Humility and hubris are opposites. To balance humility and hubris requires excellent emotional intelligence and a high self-awareness. 
Hubris is a character flaw, but too much humility can also be a flaw. What about those for whom it isn’t honest humility, but rather an unconscious inability to see ourselves as worthy, successful, fun, and all of the things that help lead to a well rounded soul? 
Self doubt eats at our very core and saps us of the strength for living life abundantly. 
Carl Jung, the noted Swiss psychiatrist, once wrote:  “Until you make the unconscious conscious, it will direct your life and you will call it fate.”

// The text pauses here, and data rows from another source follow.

PR #1715, opened 2020-07-21
Fix access counts querying by setting AllowQuotedRecordDelimiter to true

nl0:


akarve:
I will test this. Do we understand why it affected some stacks and not others (with the same catalog version)? The intermittent nature seems odd.

akarve:
This is good, can we also show the "truncated" version of the preview with an Expand button, as we do in search results?

PR #1716, opened 2020-07-21
Trim overview

nl0:
### Catalog / bucket overview:

- Show no more than 7 entries initially + "show more" button for loading more entries (up to 20)
- expandable previews

### Search lambda:
- reduce sample size from 100 to 20 files
- dont fetch source (set `_source = False` bc `_source = []` doesnt seem to do the trick)


akarve:
This is good, can we also show the "truncated" version of the preview with an Expand button, as we do in search results?

nl0:
lambda tests are now failing tho, so i could use some help here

I love baseball. Former major leaguer Manny Ramirez provides an excellent example of the unconscious staying unconscious. Manny was a great hitter but less than thoughtful in the thinking elements of the game. His Hall of Fame manager Joe Torre was once asked why Manny did something less than helpful, and Joe said “it’s just Manny being Manny.” Some would say it was Manny’s fate to live in a world of self-absorption. Maybe because he could hit a baseball an incredible distance on a regular basis but not understand other elements of the game, Manny possessed what was arguably low self-awareness. He had hubris as it related to his hitting prowess, but a profound lack of honest humility in how all of that fit together to make him a complete player in all phases of the game. 

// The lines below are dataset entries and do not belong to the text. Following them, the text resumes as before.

PR #1718, opened 2020-07-22
Add deprecation warning for PackageEntry.physical_keys

sir-sigurd:


api/python/quilt3/packages.py
```diff
@@ -302,6 +302,11 @@ def physical_keys(self):
         """
         Deprecated
         """
+        warnings.warn(
+            "PackageEntry.physical_keys is deprecated, use PackageEntry.psysical_key instead.",
```
nl0, line 306:
```suggestion
            "PackageEntry.physical_keys is deprecated, use PackageEntry.physical_key instead.",
```

PR #1725, opened 2020-07-24
Index packages in ElasticSearch (via manifest notifications)

akarve:


lambdas/es/indexer/index.py
```diff
@@ -108,8 +117,107 @@ def infer_extensions(key, ext):
...
+            Key=key,
+            Expression=SELECT_PACKAGE_META,
+            ExpressionType="SQL",
+            InputSerialization={"JSON": {"Type": "LINES"}},
+            OutputSerialization={"JSON": {}}
+        )
+        for event in raw["Payload"]:
+            if "Records" in event:
+                data = event["Records"]["Payload"]
+                return data
```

Our walk, in community, with Jesus is at least in part so that we can be complete players in all phases of the game of life. Jung would suggest this means we conduct an honest inventory of who we are. This can be tricky because, in the words of David Foster Wallace, “the most obvious, ubiquitous, important realities are often the ones that are hardest to see and talk about.”
Jesus would suggest a proper self-awareness contains a dollop of humility, the type that is healthy and interested in growth. The commendation is not to beat ourselves up over our failures, but rather to quietly assess and inventory who we are. This is done in healthy conversation with those we trust and love, on long walks alone in the creation, and a thousand other approaches to be appropriately alone or with others for the purpose of growth.